Pension Funds Seek Limits on Executives’ Trading Of Company Stock
When an organization as large and sophisticated as the Council of Institutional Investors (“CII”) speaks, people should listen. And the CII – a nonprofit, nonpartisan association of public, corporate and union pension funds, and other employee benefit plans, foundations and endowments with combined assets that exceed $ 3 trillion – has just spoken about something that readers of the Financial Fraud Law Blog should find of particular interest: Rule10b5-1 stock sales.

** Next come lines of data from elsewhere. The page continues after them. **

PR #3510, opened 2018-05-22
Fix sorting bug in tables

ebb-tide:
Closes #

_What was the problem?_
Changing table options sorting would not change sort order in tables. 
_What was the solution?_
Fix logic in props comparison for tables. 

  - [x] Rebased/mergeable
  - [x] Tests pass

### DIFF
--- a/ui/src/shared/components/TableGraph.js
+++ b/ui/src/shared/components/TableGraph.js
@@ -146,17 +146,19 @@ class TableGraph extends Component {
     }
 
     const {sort} = this.state
-    const internalName = _.get(
+    const nextInternalName = _.get(
       nextProps,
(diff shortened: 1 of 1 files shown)


ui/src/shared/components/TableGraph.js
```diff
@@ -146,17 +146,19 @@ class TableGraph extends Component {
...
+    const nextInternalName = _.get(
       nextProps,
       ['tableOptions', 'sortBy', 'internalName'],
       ''
     )
-    if (
-      !_.get(this.props, ['tableOptions', 'sortBy', 'internalName'], '') ===
-      internalName
-    ) {
+    const thisInternalName = _.get(
```
ischolten: how would you feel about using `getDeep` here?

PR #3519, opened 2018-05-23
Ifql table

121watts:


ui/src/ifql/components/TimeMachineVis.tsx
```diff
@@ -1,40 +1,79 @@
...
       </div>
     )
   }
 
-  private get data(): string[] {
-    const {data} = this.props
-    if (!data) {
-      return ['Your query was syntactically correct but returned no data']
+  private get initialResultID(): string {
+    return _.get(this.props.data, '0.id', null)
```
bthesorceror: might want to use `getDeep` here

In a letter to the Securities and Exchange Commission, the CII, pointing to a recent article in the Wall Street Journal by Susan Pulliam and Rob Barry entitled “Executives’ Good Luck in Trading Own Stock,” says that it is concerned that “many executives” at public companies have adopted practices with respect to Rule 10b5-1 plans that are “inconsistent with the spirit, if not the letter of Rule 10b5-1.”

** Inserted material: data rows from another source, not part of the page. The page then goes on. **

PR #3526, opened 2018-05-25
Show histogram for log counts in log viewer

bthesorceror:
- [ ] Rebased/mergeable
  - [ ] Tests pass


ui/src/logs/actions/index.ts
```diff
@@ -1,13 +1,22 @@
-import {Source, Namespace, TimeRange} from 'src/types'
+import {Source, Namespace, TimeRange, QueryConfig} from 'src/types'
 import {getSource} from 'src/shared/apis'
 import {getDatabasesWithRetentionPolicies} from 'src/shared/apis/databases'
+import {buildHistogramQueryConfig} from 'src/logs/utils'
 import {getDeep} from 'src/utils/wrappers'
+import buildQuery from 'src/utils/influxql'
+import {executeQueryAsync} from 'src/logs/api'
+import {LogsState} from 'src/types/localStorage'
```
jaredscheib: would you consider grouping all lines where types are imported, and separating them by an empty line, at the end of this list of imports? personally, i find it easier to read imports when they're grouped

ui/src/logs/actions/index.ts
```diff
@@ -38,11 +47,36 @@ interface SetTimeRangeAction {
...
+  type: ActionTypes.SetHistogramQueryConfig
+  payload: {
+    queryConfig: QueryConfig
+  }
+}
+
+interface SetHistogramData {
+  type: ActionTypes.SetHistogramData
+  payload: {
+    data: object[]
```
jaredscheib: anything more specific we could expect here?

ui/src/logs/actions/index.ts
```diff
@@ -38,11 +47,36 @@ interface SetTimeRangeAction {
...
+  }
+}
+
+interface ChangeZoomAction {
+  type: ActionTypes.ChangeZoom
+  payload: {
+    data: object[]
```
jaredscheib: and here?

ui/src/logs/actions/index.ts
```diff
@@ -1,13 +1,22 @@
...
+import {Source, Namespace, TimeRange, QueryConfig} from 'src/types'
 import {getSource} from 'src/shared/apis'
 import {getDatabasesWithRetentionPolicies} from 'src/shared/apis/databases'
+import {buildHistogramQueryConfig} from 'src/logs/utils'
 import {getDeep} from 'src/utils/wrappers'
+import buildQuery from 'src/utils/influxql'
+import {executeQueryAsync} from 'src/logs/api'
+import {LogsState} from 'src/types/localStorage'
+
+type GetState = () => {logs: LogsState}
```
jaredscheib: cool

ui/src/logs/actions/index.ts
```diff
@@ -51,12 +85,73 @@ export const setSource = (source: Source): SetSourceAction => ({
...
+    'logs.currentNamespace',
+    null
+  )
+  const proxyLink = getDeep<string | null>(
+    state,
+    'logs.currentSource.links.proxy',
+    null
+  )
+
+  if (queryConfig && timeRange && namespace && proxyLink) {
```
jaredscheib: and what if we don't have any one of these?

ui/src/logs/actions/index.ts
```diff
@@ -51,12 +85,73 @@ export const setSource = (source: Source): SetSourceAction => ({
...
+    const query = buildQuery(timeRange, queryConfig)
+    const response = await executeQueryAsync(proxyLink, namespace, query)
+
+    dispatch({
```
jaredscheib: could you factor this out into an action and dispatch via setHistogramData action creator directly?

ui/src/logs/actions/index.ts
```diff
@@ -51,12 +85,73 @@ export const setSource = (source: Source): SetSourceAction => ({
...
+    state,
+    'logs.currentNamespace',
+    null
+  )
+  const timeRange = getDeep<TimeRange | null>(state, 'logs.timeRange', null)
+
+  if (timeRange && namespace) {
+    const queryConfig = buildHistogramQueryConfig(namespace, timeRange)
+
+    dispatch({
```
jaredscheib: same question here - what about dispatching a named action creator?

ui/src/logs/actions/index.ts
```diff
@@ -51,12 +85,73 @@ export const setSource = (source: Source): SetSourceAction => ({
...
+) => {
+  const state = getState()
+  const namespace = getDeep<Namespace | null>(
+    state,
+    'logs.currentNamespace',
+    null
+  )
+  const timeRange = getDeep<TimeRange | null>(state, 'logs.timeRange', null)
+
+  if (timeRange && namespace) {
```
jaredscheib: and if there isn't one of either?

ui/src/logs/actions/index.ts
```diff
@@ -51,12 +85,73 @@ export const setSource = (source: Source): SetSourceAction => ({
...
+  )
+  const proxyLink = getDeep<string | null>(
+    state,
+    'logs.currentSource.links.proxy',
+    null
+  )
+
+  if (queryConfig && timeRange && namespace && proxyLink) {
+    const query = buildQuery(timeRange, queryConfig)
+    const response = await executeQueryAsync(proxyLink, namespace, query)
```
jaredscheib: could you cover the error case?

ui/src/logs/actions/index.ts
```diff
@@ -51,12 +85,73 @@ export const setSource = (source: Source): SetSourceAction => ({
...
+
+  if (timeRange && namespace) {
+    const queryConfig = buildHistogramQueryConfig(namespace, timeRange)
+
+    dispatch({
+      type: ActionTypes.SetHistogramQueryConfig,
+      payload: {queryConfig},
+    })
+
+    dispatch(executeHistogramQuery())
```
jaredscheib: what do you think communicating that this is dispatching a thunk by naming the dispatched thunk with the suffix `Async`?

ui/src/logs/actions/index.ts
```diff
@@ -51,12 +85,73 @@ export const setSource = (source: Source): SetSourceAction => ({
   },
 })
 
-export const setNamespace = (namespace: Namespace): SetNamespaceAction => ({
-  type: ActionTypes.SetNamespace,
-  payload: {
-    namespace,
-  },
-})
+export const executeHistogramQuery = () => async (
```
jaredscheib: what do you think about using the convention of suffixing this with `Async` since it's a thunk?

ui/src/logs/actions/index.ts
```diff
@@ -51,12 +85,73 @@ export const setSource = (source: Source): SetSourceAction => ({
...
+    dispatch({
+      type: ActionTypes.SetHistogramQueryConfig,
+      payload: {queryConfig},
+    })
+
+    dispatch(executeHistogramQuery())
+  }
+}
+
+export const setNamespace = (namespace: Namespace) => async dispatch => {
```
jaredscheib: same question here about `Async` as a suffix for thunks

ui/src/logs/actions/index.ts
```diff
@@ -51,12 +85,73 @@ export const setSource = (source: Source): SetSourceAction => ({
...
+  dispatch({
```
jaredscheib: what do you think about adopting the pattern we've used elsewhere for this (and my comments above) where, for example here, you would have a synchronous action creator called `setNamespace` that generates this action object, and then to name the thunk `setNamespaceAsync`, which would dispatch the synchronous action?

ui/src/logs/actions/index.ts
```diff
@@ -67,27 +162,66 @@ export const setNamespaces = (
...
+    type: ActionTypes.SetTimeRange,
+    payload: {
+      timeRange,
+    },
+  })
+  dispatch(setHistogramQueryConfig())
+}
+
+export const populateNamespaces = (proxyLink: string) => async dispatch => {
+  const namespaces = await getDatabasesWithRetentionPolicies(proxyLink)
```
jaredscheib: could you add error handling?

ui/src/logs/actions/index.ts
```diff
@@ -67,27 +162,66 @@ export const setNamespaces = (
   },
 })
 
-export const setTimeRange = (timeRange: TimeRange): SetTimeRangeAction => ({
-  type: ActionTypes.SetTimeRange,
-  payload: {
-    timeRange,
-  },
-})
+export const setTimeRange = (timeRange: TimeRange) => async dispatch => {
```
jaredscheib: same comments here as above about async vs sync action creators & naming

ui/src/logs/actions/index.ts
```diff
@@ -67,27 +162,66 @@ export const setNamespaces = (
...
+    dispatch(setSource(source))
+    dispatch(populateNamespaces(proxyLink))
+  }
+}
 
-    if (namespaces && namespaces.length > 0) {
-      dispatch(setNamespaces(namespaces))
-      dispatch(setNamespace(namespaces[0]))
-    }
+export const changeZoom = (timeRange: TimeRange) => async (
```
jaredscheib: same questions here as for all the above:
1. thunk vs action creator naming + action dispatch
1. what is the UX if no namespace or proxylink?

ui/src/logs/api/index.ts
```diff
@@ -0,0 +1,23 @@
+import {proxy} from 'src/utils/queryUrlGenerator'
+import {Namespace} from 'src/types'
+
+export const executeQueryAsync = async (
+  proxyLink: string,
+  namespace: Namespace,
+  query: string
+) => {
```
jaredscheib: could you type the return, even if `void`?

ui/src/logs/actions/index.ts
```diff
@@ -67,27 +162,66 @@ export const setNamespaces = (
...
+  dispatch,
+  getState: GetState
+) => {
```
jaredscheib: could you type the return, even if `void`?

ui/src/logs/actions/index.ts
```diff
@@ -67,27 +162,66 @@ export const setNamespaces = (
...
+  dispatch({
+    type: ActionTypes.SetTimeRange,
+    payload: {
+      timeRange,
+    },
+  })
+  dispatch(setHistogramQueryConfig())
+}
+
+export const populateNamespaces = (proxyLink: string) => async dispatch => {
```
jaredscheib: could you type the return, even if `void`?

ui/src/logs/actions/index.ts
jaredscheib: could you type the return, even if `void`?

ui/src/logs/actions/index.ts
jaredscheib: could you type the return, even if `void`?

ui/src/logs/actions/index.ts
```diff
@@ -51,12 +85,73 @@ export const setSource = (source: Source): SetSourceAction => ({
...
+        data: [{response}],
+      },
+    })
+  }
+}
+
+export const setHistogramQueryConfig = () => async (
+  dispatch,
+  getState: GetState
+) => {
```
jaredscheib: could you type the return, even if `void`?

ui/src/logs/actions/index.ts
```diff
@@ -51,12 +85,73 @@ export const setSource = (source: Source): SetSourceAction => ({
...
-export const setNamespace = (namespace: Namespace): SetNamespaceAction => ({
-  type: ActionTypes.SetNamespace,
-  payload: {
-    namespace,
-  },
-})
+export const executeHistogramQuery = () => async (
+  dispatch,
+  getState: GetState
+) => {
```
jaredscheib: could you type the return, even if `void`?

ui/src/logs/api/index.ts
```diff
@@ -0,0 +1,23 @@
...
+      db: namespace.database,
+      rp: namespace.retentionPolicy,
+      query,
+      tempVars: [],
+      resolution: null,
+    })
+
+    return data
+  } catch (error) {
+    throw error
```
jaredscheib: could you add a dispatch for an error notification here?

ui/src/logs/actions/index.ts
bthesorceror: then we do nothing because we do not have enough information to query.

ui/src/logs/components/LogViewerChart.tsx
```diff
@@ -0,0 +1,33 @@
+import React, {PureComponent} from 'react'
+import LineGraph from 'src/shared/components/LineGraph'
+import {DEFAULT_LINE_COLORS} from 'src/shared/constants/graphColorPalettes'
+
+import {TimeRange} from 'src/types'
+
+interface Props {
+  onZoom: (lower: string, upper: string) => void
+  timeRange: TimeRange
+  data: object[]
```
jaredscheib: is the shape of this TBD, hence the type annotation? or, if it's a known type, could you specify it further?

ui/src/logs/components/LogViewerChart.tsx
```diff
@@ -0,0 +1,33 @@
...
+}
+
+class LogViewerChart extends PureComponent<Props> {
+  public render() {
+    const {timeRange, data, onZoom} = this.props
+    return (
+      <LineGraph
+        onZoom={onZoom}
+        queries={[]}
```
jaredscheib: is this something that could be set as a defaultProp in `LineGraph`? strange to see a fixed `[]` as the value for `queries`

ui/src/logs/components/LogViewerChart.tsx
```diff
@@ -0,0 +1,33 @@
...
+        displayOptions={{animatedZooms: false}}
+        setResolution={this.setResolution}
+        isBarGraph={true}
+        timeRange={timeRange}
+        colors={DEFAULT_LINE_COLORS}
+      />
+    )
+  }
+
+  private setResolution = () => {}
```
jaredscheib: i know you mentioned this was rough, so just wanted to check on this being what is intended currently? :)

ui/src/logs/actions/index.ts
bthesorceror: then nothing changes but since we have the types of those as `Something | null` then it made since to check if we were getting to this action before anything was set.

ui/src/logs/actions/index.ts
bthesorceror: As this is a WIP feature some of the types are in flux, but there we be a concrete type forthcoming.

ui/src/logs/containers/LogsPage.tsx
```diff
@@ -16,10 +24,17 @@ interface Props {
...
   setTimeRange: (timeRange: TimeRange) => void
   setNamespace: (namespace: Namespace) => void
+  changeZoom: (timeRange: TimeRange) => void
+  executeHistogramQuery: () => void
   timeRange: TimeRange
+  histogramData: object[]
 }
 
 class LogsPage extends PureComponent<Props> {
+  constructor(props: Props) {
```
jaredscheib: do you need this constructor if no state being set?

ui/src/logs/actions/index.ts
bthesorceror: we haven't flushed out the page far enough to have error messaging, will be coming in a future PR.

ui/src/logs/containers/LogsPage.tsx
```diff
@@ -74,34 +100,49 @@ class LogsPage extends PureComponent<Props> {
 
   private handleChooseTimerange = (timeRange: TimeRange) => {
     this.props.setTimeRange(timeRange)
+    this.props.executeHistogramQuery()
```
jaredscheib: do either of these need to be awaited, to prevent a race condition? i believe these are async functions? this is where the `Async` suffix has been handy as a convention.

ui/src/logs/containers/LogsPage.tsx
```diff
@@ -74,34 +100,49 @@ class LogsPage extends PureComponent<Props> {
...
   currentSource,
   currentNamespaces,
   timeRange,
   currentNamespace,
+  histogramData,
 })
 
 const mapDispatchToProps = {
-  getSource: getSourceAsync,
+  getSource: getSourceAndPopulateNamespaces,
```
jaredscheib: so have we been adding a bunch of unnecessary boilerplate by making `mapDispatchToProps` a function with all of the `bindActionCreators` stuff?

ui/src/logs/reducers/index.ts
```diff
@@ -1,18 +1,13 @@
...
 
-interface LogsState {
-  currentSource: Source | null
-  currentNamespaces: Namespace[]
-  currentNamespace: Namespace | null
-  timeRange: TimeRange
-}
-
-const defaultState = {
+const defaultState: LogsState = {
```
jaredscheib: nice

ui/src/logs/utils/index.ts
```diff
@@ -0,0 +1,42 @@
...
+        type: 'field',
+        value: 'message',
+      },
+    ],
+    type: 'func',
+    value: 'count',
+  },
+]
+
+const defaults = {
```
jaredscheib: how about `queryConfigDefaults` for specificity?

ui/src/utils/influxql.ts
```diff
@@ -66,7 +60,7 @@ function buildSelect(
 // type arg will reason about new query types i.e. IFQL, GraphQL, or queryConfig
 export const buildQuery = (
   type: string,
-  timeRange: object,
+  timeRange: TimeRange,
```
jaredscheib: good catch

ui/src/utils/influxql.ts
```diff
@@ -201,5 +195,7 @@ function buildFill(fill: string): string {
   return ` FILL(${fill})`
 }
 
-export const buildRawText = (config: QueryConfig, timeRange: object): string =>
-  config.rawText || buildInfluxQLQuery(timeRange, config) || ''
+export const buildRawText = (
+  config: QueryConfig,
+  timeRange: TimeRange
+): string => config.rawText || buildInfluxQLQuery(timeRange, config) || ''
```
jaredscheib: way easier to read formatting :)

ui/src/logs/actions/index.ts
jaredscheib: 👍

ui/src/logs/actions/index.ts
jaredscheib: 👍

ui/src/logs/api/index.ts
bthesorceror: I don't think that we should dispatch from an api call, probably better to await and catch in the action that calls it and then dispatch an error message from there.

ui/src/logs/components/LogViewerChart.tsx
bthesorceror: this is just a place holder right now.

ui/src/logs/containers/LogsPage.tsx
bthesorceror: oops, missed this, going to remove.

ui/src/logs/containers/LogsPage.tsx
bthesorceror: potentially but will probably need to handle this the same way that I am handling zoom moving forward.

ui/src/logs/api/index.ts
jaredscheib: ah yes, my mistake -- good call

ui/src/logs/components/LogViewerChart.tsx
jaredscheib: :thu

As the CII observes, some company insiders may be adopting Rule 10b5-1 plans at a time that they are aware of material non-public information, which should preclude trades affected pursuant to such plans from being protected by Rule 10b5-1.
Similarly, the CII adds, some insiders cancel or amend plans after they have been adopted, which raises questions regarding whether such plans have been adopted in good faith, a prerequisite to a legitimate Rule 10b5-1.
The CII also points out that it appears that many plans adopted by insiders in reliance on Rule 10b5-1 allow trades to occur pursuant to such plans within mere days after the plan has been adopted, which also raises questions about whether such plans are made in good faith and whether the insider “could have been in possession of material non-public information at the time that the plans were adopted.”
In its letter to the SEC, the CII is requesting “clear guidelines regarding the circumstances in which a Rule 10b5-1 plan may be adopted, modified or cancelled, as well as enhanced transparency regarding the existence of such plans.” In particular, the CII is proposing that the SEC consider requiring that Rule 10b5-1 plans adopt the following protocols and guidelines:
• Companies and company insiders should only be permitted to adopt Rule 10b5-1 trading plans when they are permitted to buy or sell securities during company-adopted trading windows, which typically open after the announcement of the financial results from a recently completed fiscal quarter and close prior to the close of the next fiscal quarter;
• Companies and company insiders should be prohibited from adopting multiple, overlapping Rule 10b5-1 plans;
• Rule 10b5-1 plans should be subject to a mandatory delay, preferably of three months or more, between the adoption of a Rule 10b5-1 plan and the execution of the first trade pursuant to such a plan; and
• Companies and company insiders should not be allowed to make frequent modifications or cancellations of Rule 10b5-1 plans.
We will monitor this issue and provide updates to readers as developments occur.